Letzten Tag in Freiheit?

Bei Jungs und Mädels laufen solche Junggesellen-Abschiede eigentlich gleich ab – der Tag wird so lange mit viel Alkohol begossen bis man schließlich und schlußendlich in irgendeinem Table-Dance-Laden den unvermeidlich Höhepunkt in Form eines Strippers bzw. einer Stripperin feierlich „erhält“. Vorher hat man sich mit allerlei Lächerlichkeiten zur Schau gestellt, musste irgendwelche Challenges bestehen und obwohl der Alkoholpegel schon jenseits der 1-Promille-Grenze ist, versuchen immer schön artig zu sein und alles über sich ergehen zu lassen – natürlich auch dann wenn die Stripperin oder der Stripper als absoluten „Höhepunkt“ mit Eiswürfeln oder Sahne versucht noch das letzte Stück Würde aus dem Heiratswilligen zu bekommen – und komischerweise sehen fast alle Junggesellen-Abschiede so aus…

Ich kann schon verstehen wenn mittlerweile diese gröhlenden Menschen in vielen Lokalen nicht mehr gern gesehen sind und erste Wirte – wie im Augustiner Keller von München – den Junggesellen-Abschieden gänzlich Hausverbot erteilen…

Ich versteh den Sinn und Zweck eines Junggesellen-Abschieds nicht?

Wenn ich mit meinen Jungs mal richtig Gas geben will, einen Herrenausflug mit reichlich Bier, schmutzigen Witzen und ner Stripperin, dann mach ich das einfach – dafür brauch ich weder ein gemeinsames T-Shirt, noch einen „Grund“. Historisch gesehen wird dieser Herrenausflug auch heute noch als „Vatertag“ getarnt – und Scharen von Männern ziehen gröhlend durch die Stadt… – also im Prinzip auch nichts anderes wie ein Junggesellen-Abschied…

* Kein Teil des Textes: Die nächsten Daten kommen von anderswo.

Issue #26, opened 2022-04-01
Create Input Message Component


skuhlmann:
# Overview

Create a reusable basic input message component.

## Details

Name: `<InputMessage />``

### Spec questions

- Dependent on some Typography/icons

#### Variants

https://www.figma.com/file/R1a1bwODnzCHHHw0EJALAU/DAOhaus-v3-Pattern-Library-(In-Progress)?node-id=92%3A8758

- warning w/ icon
- valid value w/ icon
- error w/ icon

#### Props
- messageText
- messageType (warn, error, valid)

## Resources/Design

PL Page: https://www.figma.com/file/R1a1bwODnzCHHHw0EJALAU/DAOhaus-v3-Pattern-Library-(In-Progress)?node-id=92%3A8758

## Deliverable
- Code/PR
- Storybook deployment

earth2travis:
Blocked by: https://github.com/HausDAO/daohaus-monorepo/issues/36

jordanlesich:
Changes to the spec. 

This was written a while back and we've made some changes since then. Most of the logic now happens in the FieldWrapper component, also we have new considerations like theming and dark/light mode. 

this spec will be more about building a bunch of the input primitives. The field wrapper spec will handle their logic and states. 

Here's what this spec should include
- [ ] input atom (with standard state changes)
- [ ] input atom border state change (error, warning, etc)
- [ ] add on variants (excluding button)
- [ ] input consumes color values from theme + handles light/dark shifts

The FieldWrapper is what composes the helperText.

 I'll build message text as a separate story and include it on the PR for this issue, but won't integrate it as a macro until

PR #82, opened 2022-04-22
Feature/helper texts

jordanlesich:
## GitHub Issue

https://github.com/HausDAO/daohaus-monorepo/issues/26

## Changes

- Generic helper text
- Specialised helper texts w/icons
- Stories for helper texts
- All texts now accept a color prop
- Reorg component folder structure as per earlier discussion 

## Packages Added
na

## Checks

- [x] App runs locally


libs/ui/src/components/atoms/helperTexts/helperTexts.tsx
```diff
@@ -0,0 +1,59 @@
...
+export type HelperTextType = {
+  color: string;
+  icon?: IconType;
+  children: React.ReactNode;
+};
+export type SpecialHelperText = {
+  children: React.ReactNode;
+};
+
+export const HelperText = ({ color, icon, children }: HelperTextType) => {
```
alexkeating, line 19: I guess ultimately size will be a prop for these

alexkeating (approved):

libs/ui/src/components/atoms/helperTexts/helperTexts.tsx
jordanlesich: I don't think so...I'm assuming all input helper texts will be the same. If not we can pass in a text that we'd like to use. Similar to what we do with the icon.

alexkeating: Okay, good to know thanks

Issue #25, opened 2022-04-01
Create Input Wrapper Component


skuhlmann:
# Overview

Molecule component wrapping all the atoms needed for an input.

## Details

Name: `<InputWrapper />`

### Spec questions

-  How does this play with form builder/react hook form and what do we need to consider around that?

#### Atoms included
- `<Input />`
- `<Label />`
- `<ToolTip />`
- `<InputMessageText />`

#### Variants

https://www.figma.com/file/R1a1bwODnzCHHHw0EJALAU/DAOhaus-v3-Pattern-Library-(In-Progress)?node-id=92%3A8758

- Basic input:
    - Filled
    - With placeholder
    - Empty
    - w/ focus (outline)
- w/ Button
- w/ icon
- w/ Label
- w/ Tooltip
- Full length address display
- w/ valid response message
- w/ warning
- w/ error
- w/ required indicator

#### Props
- placeholder
- key
- id
- name
- onChange
- placeholder
- ref
- disabled
- defaultValue
- appendComponent
    - Takes a component (like a button or a select) to append after the input 
    - https://www.figma.com/file/R1a1bwODnzCHHHw0EJALAU/DAOhaus-v3-Pattern-Library-(In-Progress)?node-id=92%3A8758
- required
- warning message
- error message
- valid repsonse message
- isAddress

## Resources/Design

PL Page: https://www.figma.com/file/R1a1bwODnzCHHHw0EJALAU/DAOhaus-v3-Pattern-Library-(In-Progress)?node-id=92%3A8758

## Deliverable
- Code/PR
- Storybook deployment

PR #86, opened 2022-04-23
Feature/field wrapper

jordanlesich:
## GitHub Issue
https://github.com/HausDAO/daohaus-monorepo/issues/25

## Changes

- Helper text factory
- Input label component
- address variant 
- slight story file restructure 
- clean up

## Packages Added
na

## Checks

- [x] App runs locally


libs/ui/src/components/atoms/helperTexts/helperTexts.tsx
```diff
@@ -57,3 +67,17 @@ export const ErrorText = ({ children }: SpecialHelperText) => {
     </HelperText>
   );
 };
+
+export const HelperTextFactory = ({
+  error,
+  success,
+  warning,
+  helperText,
```
alexkeating, line 75: Since these arguments are mutually exclusive it will be cleaner to have two arguments. One for text and then another for type of text.

libs/ui/src/components/atoms/helperTexts/helperTexts.tsx
```diff
@@ -57,3 +67,17 @@ export const ErrorText = ({ children }: SpecialHelperText) => {
...
+}: HelperTextFactoryProps) => {
+  if (!error && !success && !warning && !helperText) return null;
```
alexkeating, line 77: Once the above params are change we can do this check on an object of values rather than having a long boolean statement

libs/ui/src/components/atoms/helperTexts/helperTexts.tsx
alexkeating: Text could even be changed to children potentially to make this a single argument function

jordanlesich: Generally agree with this, but this component is trying to solve a different problem. Design had mentioned that if we have an input that has more than one helpertext on it, instead of displaying both, we render only one based on a certain priority. 

Inputting one element would require that we do similar logic (taking possibly more than one type of helper text, but displaying only one) in the component above.

jordanlesich: I guess it's a sort of reducer at this point. Could change the name from factory to reducer.

alexkeating (approved):

Issue #66, opened 2022-04-18
Scaffold the Sage Hub App


jonathanprozzi:
## What

Scaffold the Hub App Sage package in the monorepo. We can add as much as we're able to to this package while Design is finishing up the v1 for the UI.

## TODOs

- [ ] Create the hub-app package 
- [ ] Begin adding any scaffolding that isn't reliant on Design

## Deliverables

- PR with the `hub-app` added to Sage.

PR #87, opened 2022-04-25
initial hub

alexkeating:
## GitHub Issue

#66 

## Changes

Generate initial hub

## Checks

- [ ] App runs locally


jordanlesich (commented):
Seems pretty straight forward to me.

apps/hub-app/src/main.tsx
```diff
@@ -0,0 +1,14 @@
+import { StrictMode } from 'react';
+import * as ReactDOM from 'react-dom';
+import { BrowserRouter } from 'react-router-dom';
+
+import App from './app/App';
+
+ReactDOM.render(
+  <StrictMode>
+    <BrowserRouter>
```
skuhlmann, line 9: We should probably do some tests this week with skynet deployments and routing. We might need to switch to HashRouter to enable deep linking into routes. This was the case with other ipfs deployments in the past.

skuhlmann (approved):

apps/hub-app/src/main.tsx
alexkeating: Yes, we will need to use hash router. Skynet doesn't support browser router

PR #102, opened 2022-04-27
scaffold button, class generation

alexkeating:
primary, secondary, outline styles

large and small styles

add base button story for audit

change name 'outline' to tertiary

overhaul button theming

add disabled stateto stories

click handler

## GitHub Issue
https://github.com/HausDAO/daohaus-monorepo/issues/96

## Changes

- This PR creates buttons with all CSS for each variant. 

## Packages Added

NA

## Checks

- [x] App runs locally


libs/ui/src/components/atoms/button/button.tsx
```diff
@@ -0,0 +1,31 @@
...
+
+type ButtonProps = {
+  children: React.ReactNode;
+  secondary: boolean;
+  sm: boolean;
+  lg: boolean;
+  tertiary: boolean;
+  disabled: boolean;
+  onClick?: React.MouseEventHandler<HTMLButtonElement>;
+};
```
alexkeating, line 13: Should some of these be combined? We can't have a lg and small button or a secondary and tertiary button correct?

jordanlesich: Right. This follows the spec though in keeping the props minimalistic booleans. 

I think we could trust devs to not set two styles or colors at once. Also worth mentioning that we could possibly double set without this pattern as well.

jordanlesich (approved):

Issue #113, opened 2022-04-30
Create `daohaus-connect` UI States in Storybook


jordanlesich:
# What: 

Build out all the UI combinations for each state of the dao-haus connect component. 

https://www.figma.com/file/9lCwprCNaoAmUDmiMQpFEA/DAOhaus-v3?node-id=4005%3A28979

To build
- [x] Warning button (ex. Network Unavailable)
- [x] Avatar button 
- [x] connect button 
- [x] wrong network dropdown 
- [x] network unavailable dropdown
- [x] Connected dropdown

Find out: 
- [x] What happens when we're on the right network. 

Make New Issues: 

- [x] Etherscan link molecule (works in every app. Takes in current network, address, and blob of scan links.

jordanlesich:
Removed iconbutton component as I'm not sure if we're actually doing that yet (in terms of the design system) and the explorer icon task is a link, not a button.  

However, we will need a generic Avatar component.

jonathanprozzi:
This is closed by #134

PR #134, opened 2022-05-05
Feature/daohaus connect base UI

jordanlesich:
## GitHub Issue

https://github.com/HausDAO/daohaus-monorepo/issues/113
## Changes

Listed in issue. 

## Packages Added

 "@radix-ui/react-avatar": "^0.1.4",

## Checks

- [x] App runs locally


jordanlesich:
Hey, I just want to mention that I tried a new pattern/workflow for this that didn't really work. 

My goal was to create all the compound elements in a story and compose them together into all the UI state needed for daohaus-connect and then temporarily add them to Storybook as a set of recipes. 

Doing so would allow me to focus on the UI and refining the atoms before scaffolding out a new package and building there. 

Here's what went wrong:  

- I want to compose base molecules inside of a story. This doesn't jive well with the .bind({}) pattern and in more complex cases  and will cause stack overflows. 
- So I tried the classic way, by simply exporting custom molecules. This also caused stack overflows. 

The result is that I had to use a bit of both patterns. It's a messy story, but I have absolutely no desire to fix this up as all of this is just temporary anyways. 

So let's review with the understanding that once I build out daohaus-connect, DaoHausConnect.stories.tsx will no longer exist.

jonathanprozzi:
Thanks for the notes Jord -- I'll take a look at this a bit later tonight.

libs/ui/src/theme/global/mediaQueries.ts
```diff
@@ -0,0 +1,19 @@
+export const widthBreakpoint = {
+  mobileSm: 350,
+  mobileMd: 378,
```
alexkeating, line 3: Will we really have css changes between small and medium mobile? Seems like one could be eliminated but I am fine either way

jonathanprozzi: I think that's a good point and in actuality it's probably unlikely, but may not hurt to have the extra breakpoints in there incase it does become a distinction for a feature later on

jonathanprozzi (approved):
Lookin good!

I agree about the breakpoints, but I think it's okay to have the granularity there for future use. If we truly don't use the `md` we can always remove it

jordanlesich:
I also agree about the breakpoints. I just lifted it from one of my other apps. I'll meet with design and see where they are with breakpoints.

Issue #141, opened 2022-05-09
Resolve Jest issue with Ceramic


jonathanprozzi:
## Overview

This is to continue to explore the Jest and Ceramic issue to unblock #92.

## Details

There is an issue between Jest and Ceramic that is preventing the build and is blocking adding Ceramic to `haus-data`

- Converstation with the Ceramic team: https://discord.com/channels/682786569857662976/875762106245464125/971519976047513630

- Created this card so that the work being done to resolve this is represented

jonathanprozzi:
Closed by #146

PR #146, opened 2022-05-11
Fix jest issue

alexkeating:
## GitHub Issue

#141 

## Changes

- Change jest configuration to reflect ceramic core
- Add ceramic data to profile

## Packages Added

- @swc/jest

## Checks

- [x] App runs locally


.github/workflows/ci_master.yaml
```diff
@@ -24,12 +24,13 @@ jobs:
         run: |
           touch .env
           echo NX_RIVET_KEY=${{ secrets.RIVET_KEY }}  >> .env
+          echo CERAMIC_NETWORK=${{ secrets.CERAMIC_NETWORK }}  >> .env
```
jonathanprozzi, line 27: I'd love a brief TLDR at some point when you have bandwidth of what you had to do to fix this -- it looks like you had to add a specific CERAMIC_NETWORK key for this to work?

Mainly just curious!

libs/dao-data/test/profile.spec.ts
```diff
@@ -22,4 +22,12 @@ describe('haus', () => {
     );
     expect(profile.ens).toBe('samkuhlmann.eth');
```
jonathanprozzi, line 23: I wonder if we should try to set up a profile for a DAOhaus ENS or something so we don't have to use Sam's in the future?

jonathanprozzi (approved):
This is great -- awesome work @alexkeating 
🔥🔥🔥

.github/workflows/ci_master.yaml
alexkeating: Yes, definitely

libs/dao-data/test/profile.spec.ts
alexkeating: Yes, agreed

PR #150, opened 2022-05-13
Fix issues

alexkeating:
## Changes

Fix caip issue

## Packages Added
"@ceramicnetwork/3id-did-resolver": "^2.0.1-rc.4",
"@ceramicnetwork/http-client": "2.0.1-rc.4",
"@ceramicnetwork/stream-caip10-link": "2.0.1-rc.2",
"@ceramicnetwork/stream-tile": "2.1.0-rc.3",
"@gnosis.pm/safe-apps-web3modal": "^12.0.0",

## Checks

- [ ] App runs locally


libs/dao-data/src/Profile.ts
```diff
@@ -66,3 +77,59 @@ export default class Profile {
     return await provider.lookupAddress(address);
   }
 }
+
+const profilModel = {
```
skuhlmann, line 81: Do we need this here?

alexkeating: We can remove it. It has the metadata of for the hash we use above. I don't mind either way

Wenn ich das Bedürfnis nach so einem Herrenausflug habe, dann werde ich ihn unternehmen, ob weit vor, kurz vor oder in der Ehe – warum auch nicht!?! Dafür benötige ich weder T-Shirt noch den Grund der baldigen Eheschließung, und natürlich gilt auch hier: Gleiches Recht für Alle – denn auch eine Frau darf weit vor, kurz vor oder in der Ehe – wenn sie das Bedürfnis hat – mit Ihren Mädels feiern, ohne mich!

Über den Autor

echter und gebürtiger (!) Münchner, 35J., sportlich, sucht... - ja was eigentlich...? Je älter ich werde desto weniger weiß ich eigentlich was ich will aber umso mehr weiß ich was ich nicht will... Um diesen Spruch ein wenig mit Beträgen zu füllen blogge ich hier meine Erlebnisse im Münchner Single-Jungle, den VIP-Parties und die Hinter- und Abgründe warum mich meine Eltern immer wieder fragen: "Warum findest Du keine Frau?" Finden alleine ist es nicht, im Single-Mekka München, der Stadt in Deutschland wo nachweisslich die meisten Singles wohnen, wird man(n) schon fündig - und über dieses Finden und Erleben werde ich hier schreiben. Ich freue mich auf einen regen Austausch und Eure Kommentare!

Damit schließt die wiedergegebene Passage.